7 Steps to Go From Data Science to Data Ops
Business + ManagementDataOpsFeatured PostTools & LanguagesConferencesDataOpsposted by Elizabeth Wallace, ODSC March 19, 2019 Elizabeth Wallace, ODSC
Not too long ago, data operation wasn’t on the radar, but now that it’s all people talk about, how can you move efficiently from data science to data ops? Gil Benghiat, co-founder of Data Kitchen, shares seven steps to do just that.
[Related Article: The Difference Between Data Scientists and Data Engineers]
Challenges of Data Science
Only a small fraction of your coding is specific to machine learning. The challenge of moving from data science to full-scale operations is all the other things around machine learning. You consider the business needs first and foremost before building any kind of pipeline. You spend a ton of time in data prep. Feature extraction requires another pipeline.
You get your model built, but now you have to test it for quality before deployment. Deployment itself is a critical challenge as well. The entire process is iterative, requiring feedback loops that continually look back to the original business need.
What is Data Ops?
Data ops involve two pieces, people/process/organization, and the technical aspects. Data ops actually begin within the Agile environment, which is primarily that first piece. You’re focusing on value here, providing data for your audience and providing context for the business.
Lean manufacturing and DevOps make up the technical environment. This is where the fundamentals of our seven steps lie. Going from data science to data operations requires a change in the way you think about your technical environment.
Seven Steps to Go From Data Science to Data Ops
So how do you logically go from simple data science to a full-scale data ops model that provides value for your business? Benghiat has a plan.

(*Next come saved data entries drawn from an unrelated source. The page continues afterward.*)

PR #245, opened 2025-05-09
SHARD-2423 - feat: add duplicateReceiptsCheckActivationCycle config and enforce ac…

BelfordZ:
…tivation cycle guard in storeReceiptData

### DIFF
--- a/src/Config.ts
+++ b/src/Config.ts
@@ -85,8 +85,6 @@ export interface Config {
   }
   newPOQReceipt: boolean
   storeReceiptBeforeStates: boolean
-  // cycle number from which to activate storeReceiptBeforeStates behavior
-  storeReceiptBeforeStatesActivationCycle: number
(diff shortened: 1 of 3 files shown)


src/Config.ts
```diff
@@ -287,6 +289,8 @@ let config: Config = {
   formingNetworkCycleThreshold: 30,
   maxResponseSize: 15 * 1024 * 1024, // 15MB
   enableDuplicateReceiptsCheck: true,
+  // cycle threshold for duplicate receipts overwrite check
+  duplicateReceiptsCheckActivationCycle: 0,
```
BelfordZ, line 293: We need to set this in env-specific configs. Mainnet / stagenet should be set based on the current cylce number (adding a buffer to acccount for deployment time)

urnotsam (approved):

mhanson-github (approved):

mgthuramoemyint (approved):

PR #264, opened 2025-05-26
SHARD-2463: Handle receipt and original tx thorugh storeReceiptData

S0naliThakur:


src/Data/Collector.ts
```diff
@@ -728,7 +728,8 @@ export const storeReceiptData = async (
   receipts: Receipt.Receipt[] | Receipt.ArchiverReceipt[],
   senderInfo = '',
   verifyData = false,
-  saveOnlyGossipData = false
+  saveOnlyGossipData = false,
+  checkpoint: boolean = true
```
aniketdivekar, line 732: this should be by default false right? only from checkpointing code we should pass it as true.

src/Data/Collector.ts
```diff
@@ -1297,7 +1298,8 @@ export const storeAccountData = async (restoreData: StoreAccountParam = {}): Pro
 export const storeOriginalTxData = async (
   originalTxsData: OriginalTxsData.OriginalTxData[] = [],
   senderInfo = '',
-  saveOnlyGossipData = false
+  saveOnlyGossipData = false,
+  checkpoint: boolean = true
```
aniketdivekar: we don't need this change as no where are we invoking storeOriginalTxData - its technically deprecated

src/Data/Collector.ts
S0naliThakur: This ensures consistency when creating new checkpoints as data is inserted into the database. By default, the database methods set this flag to true. Only the checkpoint system sets it to false, which is why it's true by default here.

src/Data/Collector.ts
S0naliThakur: You are right, it's deprecated and not used, but we made the change for consistency, just to keep things aligned across the board. That said, I can remove it if you prefer.

aniketdivekar: Please go ahead and revert the changes. If need be, add a note on top of the method that its deprecated.

aniketdivekar (dismissed):

urnotsam (dismissed):

jintukumardas (dismissed):

src/Data/Collector.ts
```diff
@@ -765,8 +766,9 @@ export const storeReceiptData = async (
         continue
       }
       if (
-        (processedReceiptsMap.has(txId) && processedReceiptsMap.get(txId) === timestamp) ||
-        (receiptsInValidationMap.has(txId) && receiptsInValidationMap.get(txId) === timestamp)
+        checkpoint &&
```
devendra-shardeum, line 769: please do not add the checkpoint flag here.. since the invalidation maps needs to be checked regardless otherwise it'll skip and do the processing of receipts which has already been seen in past

src/Data/Collector.ts
```diff
@@ -788,7 +790,7 @@ export const storeReceiptData = async (
       if (config.enableDuplicateReceiptsCheck && !receipt.globalModification) {
         // only consider this for EVM txns and Non Global Internal Txns
         const result = await checkIfValidOverwrite(receipt, txId)
-        if (!result) {
+        if (!result && checkpoint) {
```
devendra-shardeum, line 793: this should always be checked regardless of checkpoint enabled or not.. why did we add this flag here ?

src/checkpoint/ReceiptData.ts
```diff
@@ -115,7 +116,7 @@ async function updateData(data: CheckpointData<ReceiptType>): Promise<void> {
     // Insert/Update into checkpoint_data table
     const receipt = data.d
     // Avg entry size is about 41000 bytes
-    await insertReceipt(receipt, false)
+    await storeReceiptData([receipt], 'checkpoint', false, false, false)
```
devendra-shardeum, line 151: Please update all calls to storeReceiptData to explicitly pass the flags as arguments. This will improve code readability and make it clearer what each call is intending to do.

image

devendra-shardeum (changes requested):

src/Data/Collector.ts
devendra-shardeum: also this way we protect our archiver from potential dos as well.

S0naliThakur: The checks will always happen in case of normal flow. But since checkpoint works for recent transactions only, this check will not let us save the majority agreed upon receipt that's why checkpoint flag is needed here.

src/Data/Collector.ts
S0naliThakur: As addressed in the slack conversation, this is needed to save the newly agreed upon success receipt.

src/checkpoint/ReceiptData.ts
S0naliThakur: Added

devendra-shardeum (dismissed):

urnotsam (dismissed):

urnotsam:
Please fix failing tests

urnotsam (approved):

mhanson-github (approved):

PR #1750, opened 2018-03-12
Update package_module.md

ryantfowler:
Toran is a service which is being phased out. The creators of Packagist.org have now created another service called "Private Packagist" which offers all the features of Toran Proxy, plus more. To date, the majority of account holders are Magento users. This service is the successor to Toran.


jcalcaben:
Thanks for the update @ryantfowler !

PR #1754, opened 2018-03-15
Remove minor version

mzeis:
Otherwise, this would have to be updated for every minor release (at the moment it says 2.0 where the current version is 2.2).


jeff-matthews:
Thanks @mzeis!

PR #1755, opened 2018-03-15
Remove https:// from hosts file entry

mzeis:
To my knowledge, protocols cannot be specified in the `hosts` file.


jeff-matthews:
Thanks @mzeis!

PR #1758, opened 2018-03-20
Add Customer EAV attribute example including `used_in_forms` parameter.

lbajsarowicz:
*Magento 2.1* marked several commonly used methods (including `$attribute->save()` and `$attribute->getResource()`) deprecated. As a result, lots of commonly used resources (StackOverflow / Tutorials) spread the deprecated way of persisting attributes like `used_in_forms`.

To avoid these misleading information, I've created extra EAV page section focused on creating new attribute for Customer.

After my changes it looks like the one attached:
zrzut ekranu z 2018-03-21 00-20-55

### DIFF
--- a/guides/v2.0/extension-dev-guide/attributes.md
+++ b/guides/v2.0/extension-dev-guide/attributes.md
@@ -44,54 +44,6 @@ In this case, when `getCustomAttributes()` is called, the system returns only cu
 
 The `Customer` module does not treat its EAV attributes in a special manner. As a result, the `getCustomAttributes()` method returns all EAV attributes.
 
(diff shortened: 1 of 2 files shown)


jeff-matthews:
Thanks for the contribution @lbajsarowicz! This is great! We'll start processing this and let you know if we have any questions or feedback.

lbajsarowicz:
How to make change only to 2.1+? I see that's symlinked one to another, but when someone update 2.0 does it mean that someone has to update 2.1 also?

jeff-matthews:
That was the right way to do it @lbajsarowicz, thanks! We just need to do a little light copy-editing, then I'll merge this.

PR #1759, opened 2018-03-21
Fix directory name

Vinai:


keharper:
:thumbsup: Thanks for the correction, @Vinai

PR #1770, opened 2018-03-24
Update package_module.md

ryantfowler:
Correcting a previous misspelling of "Private Packagist".


jeff-matthews:
Thansk @ryantfowler!

PR #1771, opened 2018-03-24
Update package_module.md

ryantfowler:
Included a link to the documentation which does include more steps than simply adding in a repositories entry for private packagist, such as actually running a composer command to configure your local composer with credentials (which are mandatory) to access your private packagist account.

whatsnew
Added a link to the Private Packagist documentation in the [Package a component](http://devdocs.magento.com/guides/v2.2/extension-dev-guide/package/package_module.html) topic.


jeff-matthews:
Thanks @ryantfowler!

PR #1776, opened 2018-03-28
Improved clarity of MAJOR and/or MINOR dependency

josephmcdermott:
`MAJOR and/or MINOR` suggests that a dependency can be added on the MINOR alone, re-worded this to `MAJOR and optionally MINOR`.


jcalcaben:
I agree. This is a lot more clear. Thanks @josephmcdermott !

PR #1777, opened 2018-03-28
Incorrect word "Customer" used instead of "Factory"

chris-pook:


jcalcaben:
Thanks for the fix @chris-pook !

PR #1778, opened 2018-03-28
incorrect file name for generated global file

chris-pook:


jcalcaben:
Thanks for the fix @chris-pook !

PR #1779, opened 2018-03-28
Adding the missing semi-colons

kalpmehta:


jcalcaben:
Good catch. Thanks @kalpmehta !

kalpmehta:
Thanks for merging it @jcalcaben !

PR #4403, opened 2019-05-02
Remove node as a dependency

belbiy:

This pull request (PR) will remove node as a dependency. 
This means that our repo will be more secure. The downside is that we loose CSS/JS minification, which we not need anyway. So no downsides I guess.

## Affected DevDocs pages

All

- ...
- ...


jcalcaben:
What is this in response to? Why not just remove dependencies that are vulnerable?

jeff-matthews:
For vulnerability reference:

```

Known high severity security vulnerability detected in tar < 4.4.2 defined in package-lock.json.
package-lock.json update suggested: tar ~> 4.4.2.

```

belbiy:
@jcalcaben , i've tried fixing the dependencies, but it seems that `node-sass` cannot be fixed. It depends on `node-gyp` and the `tar` package that's affected. It's a known problem and they need to resolve it.

But the point is that we don't really need the fancy node scripts on such a small amount of code. I'm kind of tired of dealing with security vulnerabilities it brings :-)

belbiy:
running tests

PR #4412, opened 2019-05-03
Add font-display CSS rule to Using custom fonts docs

adifucan:

Font-display property is added to CSS.
The font-display descriptor determines how a font face is displayed based on whether and when it is downloaded and ready to use.
Now by default the behavior of font loading remains the same as by default font-display rule is auto. But for Blank theme (and for Luma as it extends our Blank theme) we made font-display: swap
It means that if the font face is not loaded, any element attempting to use it must render a fallback (default or system) font face. If custom (in our case it is Open Sans) font face successfully loads during this period, it is used normally. 

This pull request (PR) ...

## Affected DevDocs pages

- guides/v2.3/frontend-dev-guide/css-topics/using-fonts.md

- https://github.com/magento/magento2ce/pull/4146/files


devops-devdocs:

adifucan:
Thanks @rogyar! You are correct. Changes are also applicable for 2.2.x and 2.1.x I guess. Shall I update a PR?

erikmarr:
Hi @adifucan yes please update your PR so the 2.1 version is updated. Because 2.2.x and 2.3.x are symlinks back to the 2.1 version, you'll only need to make the change there.

adifucan:
@erikmarr update my PR. I made it only for 2.3 because this documentation is only about changes in Magento 2.3

erikmarr:
@rogyar can you please remove or dismiss your comment as @adifucan has indicated this is only for v2.3.x?

erikmarr:
running tests

erikmarr:
running tests

erikmarr:
Thanks @adifucan!

PR #4424, opened 2019-05-04
Update queries.md

sanjay-wagento:

Previous logic was only for AND condition. If we remove or then also get same result but using my modified query we can get AND OR result with 8 items.

## Affected DevDocs pages

- https://devdocs.magento.com/guides/v2.3/graphql/queries.html

- N/A


devops-devdocs:

sanjay-wagento:
I am working on this at #dmcdindia19

rogyar:
From the technical standpoint, the provided change is correct.
We need to have logical AND between price and (name OR sku) as it's mentioned in the description.
Currently we have logical AND between price AND name OR sku

keharper:
I updated the example further because this phrase was invalid.

pair of women’s shorts in size 10 (WSH%10%)

There are no women's shorts in Luma in that size. To ensure the search returns meaningful results, I changed the query to search for pants (WP%).

keharper:
running tests

keharper:
Thanks @sanjay-wagento

PR #4519, opened 2019-05-15
Update multirepo script

jeff-matthews:

This pull request (PR) removes the fetch command from the multirepo script.

It seems unnecessary to fetch all branches from a repo if we only need the latest version of the main branch. The `init` stage on our pipelines is hanging periodically for some builds. My expectation after merging this PR is that we will reduce times for the `init` stage.

We don't have the visibility into the network infrastructure to troubleshoot the long stage times, so this seems like the most effective way to eliminate one possible cause for the long `init` stage times.

### DIFF
--- a/scripts/docs-from-code.sh
+++ b/scripts/docs-from-code.sh
@@ -13,7 +13,7 @@ echo 'Initiating git in the directory'
 git init
 
 echo "Adding a remote repository: $repo"
-git remote add origin --fetch "$repo"
+git remote add origin "$repo"
 
 if $sparse; then
   echo 'Enabling sparse checkout'


dshevtsov:
This will create empty local repositories and as a result - empty folders.
You have to fetch to download git history from a remote repository.

dshevtsov:
To test changes to the script locally, remove all directories that contain subrepositories and run `rake init`.

jeff-matthews:
Bleh... you're right.

jeff-matthews:
Since we're removing 2.0 content next week, hopefully this issue will become a moot.

dshevtsov:
To avoid fetching the repo for 2.0, we can use `git worktree add -f guides/v2.0 2.0` instead.
I plan to implement this to the script later when I have time.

1. Orchestrate two journeys
Your data pipeline takes raw data and translates it into customer value. The steps move data and transform it into something that provides value. Otherwise, your unstructured data is useless, and you can’t be sure that your data is quality.
The second journey actually puts those ideas into production. Your raw data informs your creation and innovation, and the second journey takes the concept through the innovation pipeline into production.
2. Test Test Test
The software community automated production, going from periodic output to near constant production. You test both journeys in step one as data flows through the data pipeline and ideas flow into production.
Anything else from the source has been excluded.